The Rules Of Social Engagement

Aug 01, 2007 17:56




The Rules Of Social Engagement And How I Tend To Royally Fuck Them Up

When you were a little kid, you went to school and camp. You sat by the boy who played with Devil Stix and you ate lunch with
the girl who had vegan copies of everything you were eating. You were jealous because her food bounced when she dropped it.
You got invited to birthday parties and even if the kid was the girl who shot Jello out of her nose that one time or the boy
who liked to interrupt your conversations with "jinx!", you went because the person (or his or her parents) was nice enough
to invite you. You got them a piggy bank, a joke book, a gift certificate to Newbury Comics, a life sized plastic penguin.
Maybe as they got older, they got a personalized journal, a Barnes and Noble gift card, a remote control fart machine.

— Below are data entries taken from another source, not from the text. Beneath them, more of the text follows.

PR #726, opened 2021-01-07
PgLsn type.

jeff-davis:
This type will be useful for implementing the replication protocol.

### DIFF
--- a/postgres-types/src/pg_lsn.rs
+++ b/postgres-types/src/pg_lsn.rs
@@ -1,0 +1,79 @@
+//! Log Sequence Number (LSN) type for PostgreSQL Write-Ahead Log
+//! (WAL), also known as the transaction log.
+
+use bytes::BytesMut;
+use postgres_protocol::types;
+use std::error::Error;
+use std::fmt;
+use std::str::FromStr;
+
+use crate::{FromSql, IsNull, ToSql, Type};
+
+/// Postgres `PG_LSN` type.
+#[derive(Clone, Copy, Eq, Ord, PartialEq, PartialOrd)]
+pub struct PgLsn(u64);
+
+/// Error parsing LSN.
+#[derive(Debug)]
+pub struct ParseLsnError(());
+
+impl From<u64> for PgLsn {
+    fn from(lsn_u64: u64) -> Self {
+        PgLsn(lsn_u64)
+    }
+}
+
+impl From<PgLsn> for u64 {
+    fn from(lsn: PgLsn) -> u64 {
+        lsn.0
+    }
+}
+
+impl FromStr for PgLsn {
+    type Err = ParseLsnError;
+
+    fn from_str(lsn_str: &str) -> Result<Self, Self::Err> {
+        let split: Vec<&str> = lsn_str.split('/').collect();
+        if split.len() == 2 {
+            let (hi, lo) = (
+                u64::from_str_radix(split[0], 16).map_err(|_| ParseLsnError(()))?,
+                u64::from_str_radix(split[1], 16).map_err(|_| ParseLsnError(()))?,
+            );
+            Ok(PgLsn((hi << 32) | lo))
+        } else {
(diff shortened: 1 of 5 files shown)


postgres-types/src/pg_lsn.rs
```diff
@@ -0,0 +1,69 @@
...
+    }
+}
+
+impl From<PgLsn> for u64 {
+    fn from(lsn: PgLsn) -> u64 {
+        lsn.0
+    }
+}
+
+impl From<&str> for PgLsn {
```
sfackler, line 27: This should probably be a FromStr to avoid the unwraps.

postgres-types/src/pg_lsn.rs
```diff
@@ -0,0 +1,69 @@
...
+        assert_eq!(split.len(), 2);
+        let (hi, lo) = (
+            u64::from_str_radix(split[0], 16).unwrap(),
+            u64::from_str_radix(split[1], 16).unwrap(),
+        );
+        PgLsn((hi << 32) | lo)
+    }
+}
+
+impl From<PgLsn> for String {
```
sfackler, line 39: And this can be a `Display` impl instead.

postgres-types/src/pg_lsn.rs
```diff
@@ -0,0 +1,69 @@
...
+    fn from(lsn: PgLsn) -> String {
+        format!("{:X}/{:X}", lsn.0 >> 32, lsn.0 & 0x00000000ffffffff)
+    }
+}
+
+impl fmt::Debug for PgLsn {
+    fn fmt(&self, f: &mut fmt::Formatter<'_>) -> fmt::Result {
+        f.debug_tuple("PgLsn").field(&String::from(*self)).finish()
```
sfackler, line 47: The field here can use the display impl when that's implemented.

postgres-types/src/pg_lsn.rs
```diff
@@ -0,0 +1,69 @@
...
+    }
+}
+
+impl From<&str> for PgLsn {
+    fn from(lsn_str: &str) -> Self {
+        let split: Vec<&str> = lsn_str.split('/').collect();
+        assert_eq!(split.len(), 2);
+        let (hi, lo) = (
+            u64::from_str_radix(split[0], 16).unwrap(),
+            u64::from_str_radix(split[1], 16).unwrap(),
```
sfackler, line 33: What do these two parts represent? Should there be accessors for them on the type?

jeff-davis: There isn't much practical meaning there. WAL files are normally 16MB, so the low 24 bits are normally the offset within a WAL file. But that's not guaranteed at a protocol level, and a compile-time switch can change the WAL file size.

I think there was a historical idea of a "log file #" (first 4 bytes) and an "offset" (last 4 bytes), but those never really made a lot of sense because they didn't correspond to the WAL file size, so you always needed both to determine the file name.

postgres-types/src/pg_lsn.rs
```diff
@@ -0,0 +1,79 @@
...
+
+use crate::{FromSql, IsNull, ToSql, Type};
+
+/// Postgres `PG_LSN` type.
+#[derive(Clone, Copy, Eq, Ord, PartialEq, PartialOrd)]
+pub struct PgLsn(u64);
+
+/// Error parsing LSN.
+#[derive(Debug)]
+pub struct ParseLsnError;
```
sfackler, line 18: Can you add a private field to this type (e.g. `pub struct ParseLsnError(());` so it can't be constructed externally?

sfackler:
LGTM other than the one last nit!

postgres-types/src/pg_lsn.rs
sfackler: Ah cool, so this is just there to match how Postgres renders the value.

sfackler:
Thanks!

Even
if the kid was weird, you went to their parties. You had fun.

You got older and birthday parties became a thing of the past. For whatever reason, you and your friends went to different
schools. Some stayed local, some went out of town, some boarded out of state, some you never heard from again. The good times
dried up, but they weren't forgotten. Not by them, but especially not by you.

You came home from college. Some friends finishing, some just beginning and you, somewhere in between, closer to the end than
the start. Things will never be the same. Tragedy has hit some; they have lost jobs, lost lovers, lost parents, lost best
friends. Joy has shined on others; new friends, new jobs, new paths. They have been shaped.

You were all your individual colors of play-dough neatly packaged; you were friends because you were packaged the same;
taking the same classes, going to the same school or the same camp. Unmolded, you fit in the little jars and happily stood
side by side. Now some of you are green dinosaurs; you do not fit the jar. Some of you are red apples; you do not fit the
jar. Some of you are blue oceans; you do not fit the jar. You could if you squeezed in, since you did not add any dough, but
you'd lose your shape and you like being the dinosaur with the job, the apple with the boyfriend, the ocean with the future.
But one night in the jar wouldn't hurt. To remember what it was like to have the inside jokes; to be the people who smelled
the people who smelled the clouds, to lose the shape of the person who lost touch and let your colors run together. Shape a
castle with a blue moat, a green dragon, an orange princess (Lindsay Lohan?) with red hair, gray walls and little pink
flowers. Be something together.

There always will be someone who wants the castle around them. Maybe it is the orange princess who needs stability. Maybe it
is the green dragon who wants to guard something. Maybe it's the moat, happy just to go around, or the flowers wanting to
keep everything bright. But someone, somewhere, wants those little blobs of clay so beautifully unshaped in their heyday to
come together again.

For some reason, I take things very literally and to heart, and when I was little and protested that I didn't want to go to
so and so's party because I didn't want to bowl, they were having a clambake (and clams make me die) or perhaps I just wasn't
fond of little so-and-so, I was told that unless I had a reason like a family vacation, bad timing or work (not an issue at
age seven), I should go to the party because so and so was nice enough to invite me. And to this day, that has stuck with me.
Most of my friends are too old for "parties for a reason" and I tend to avoid parties "for no reason" because, for one, I am
not invited and secondly, I'm not a fan of the whole loud music and intoxication scene. But if someone was nice enough to
invite me, I would obviously go, because so and so was nice enough to invite me.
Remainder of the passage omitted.